Adapt Only When It Pays: Budgeted Decision-Loss Priority for Delayed Online Time-Series Adaptation

arXiv:2606.25068v1 Announce Type: new Abstract: Online time-series forecasters receive labels only after horizon-dependent delays, while every adaptation step spends limited compute. We study when an online learner should update, not how to adapt at every opportunity, and introduce ADOWIP: a residual-adapter framework with sealed delay queues, exact budget accounting, and auditable update telemetry. Its main scheduler is an observed decision-loss priority gate that updates only after feedback is revealed, when downstream loss, optionally penalized by prediction MSE, exceeds a calibrated empiri
The paper addresses a critical challenge in the deployment of advanced AI systems, particularly in online learning scenarios where computational resources are limited and feedback is delayed.
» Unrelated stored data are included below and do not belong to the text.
PR #382, opened 2026-07-31
WB-214: Port Menu to the View screen-controller seam

TheCodeSharman:
## Summary
Ports the Menu screen onto the `View` screen-controller seam, then (per review) empties the Alloy controller so **all** business logic lives in the Titanium-free mvvm layer. This is the clean precedent for future screen ports.

Menu's Alloy controller is now just:
```js
exports.baseController = "TopLevelWindow";
$.name = "home";
```

**How the logic moved out:**
- **`lib/mvvm/controllers/Menu`** (Ti-free) builds the VM from the services bag, `bindView`s it, and confirms logout via the `Dialogs` seam. Button clicks → VM → Topics as before.
- **MethodSelect → a real mvvm modal.** New `Topics.SELECT_METHOD` (routed by `Main` → `Navigation.openModal`) carries the caller's payload; new Ti-free `mvvm/controllers/MethodSelect` routes the shell's selection events to the nav Topics (KEYSEARCH/SPEEDBUG/BROWSE/IDENTIFY). Menu's `identify()` and **SampleTray's `startIdentification`** both just fire `SELECT_METHOD` — SampleTray sheds ~35 lines of inline overlay. The screen-controller factory now also receives the open `args`.
- **Native logout dialog → `Dialogs` seam** (`lib/logic/Dialogs.js`, `confirm() → Promise<bool>`), injected via services, fakeable in tests.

This research provides a framework for more efficient and robust real-time AI adaptation within resource constraints, making advanced AI applications more practical and scalable.
The proposed ADOWIP framework changes how online learning systems prioritize updates, shifting from constant adaptation to a more judicious, decision-loss-driven approach.
- · AI/ML Developers
- · Cloud Computing Providers
- · Autonomous Systems Operators
- · Online Retail/Financial Services
- · Inefficient Online Learning Systems
- · High-Latency AI Deployments
More cost-effective and performant online AI systems will emerge.
This efficiency gain could accelerate the deployment of AI in latency-sensitive and resource-constrained environments.
Broader adoption of such adaptive AI could lead to more robust autonomous agents and complex adaptive systems at scale.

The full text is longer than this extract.